By Ashish Sinha
© Business Standard
Operating profit declines 34% y-o-y to $19 million.
Rupert Murdoch’s Star TV has admitted to an erosion of its earnings in India, its largest market in Asia, owing to higher content costs, competition from rivals such as Zee TV and disruptions in ratings measurement.
According to Star’s financial results for the quarter ended March 31. 2007, its operating profit declined by 34 per cent year-on-year to $19 million (about Rs 76 crore). This was mainly owing to a slowdown in its India operations, media analysts pointed.
“The new rating standard has doubled the size of the rating panel, resulting in reduced ratings for everybody and it has given the advertisers an opportunity to jockey with us a little bit,” News Corp Chief Operating Officer Peter Chernin said in the latest report by international media research agency, Media Partners Asia (MPA).
He also admitted to the cost increase in India owing to Balaji shows (production house creating all the top shows on Star Plus) as they got older leading to cycle a of renegotiation and cost increases.
Star’s March quarter showed 11 per cent y-o-y revenue growth to $137 million (about Rs 548 crore), driven by advertising. Star’s financials are computed on the basis of its operations in the entire South-Asian region. Star’s financial year runs from June to July.
Globally, News Corp’s profit stood at $871 million in its third quarter ended March 31, up from $820 million in the same period a year ago. Revenue rose 21.5 percent to $7.5 billion. But television earnings of News Corp fell by 4.5 per cent as higher revenue from the Fox network were offset by lower earnings from Star Group.
But Chernin stressed that Star Plus in India was still leading the ratings and had all the potential to increase the ratings margin again. “We also hope to launch three or four new regional channels this year,” Chernin added.

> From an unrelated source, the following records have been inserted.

PR #25, opened 2021-10-21
Frontend for messages

gavindoughtie:
Haven't been able to do much during the week but thought I'd get this code into main. Mostly semicolons.

### DIFF
--- a/.prettierrc.json
+++ b/.prettierrc.json
@@ -1,5 +1,5 @@
 {
-  "semi": false,
+  "semi": true,
   "trailingComma": "es5",
   "singleQuote": true,
   "tabWidth": 2,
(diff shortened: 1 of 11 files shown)


.prettierrc.json
```diff
@@ -1,5 +1,5 @@
 {
-  "semi": false,
+  "semi": true,
```
ebaker, line 2: hmm... this is the only thing i'm not sure about. i've been coding JS without semi's for a few years and don't see much value in using them - i think they unnecessarily clutter the code base. the only argument i have in favor of semi's is that they're needed in rust. but i'm not sure i think one code base's semantics should be based on another semantics of a completely different language.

Star India has already announced its intentions of launching regional language entertainment channels in south India through its joint venture with Balaji Telefilms at an initial investment of Rs 120 crore. On its direct to home (DTH) venture, Tata Sky, Star said that since its launch, the company has had good uptake and was closing in on 900,000 subscribers.
“Since we’ve launched, we’ve seen very good uptake though the faster we’ve grown in these early stages, the more expensive it is, until we turn the corner,” Rupert Murdoch was quoted in the MPA report.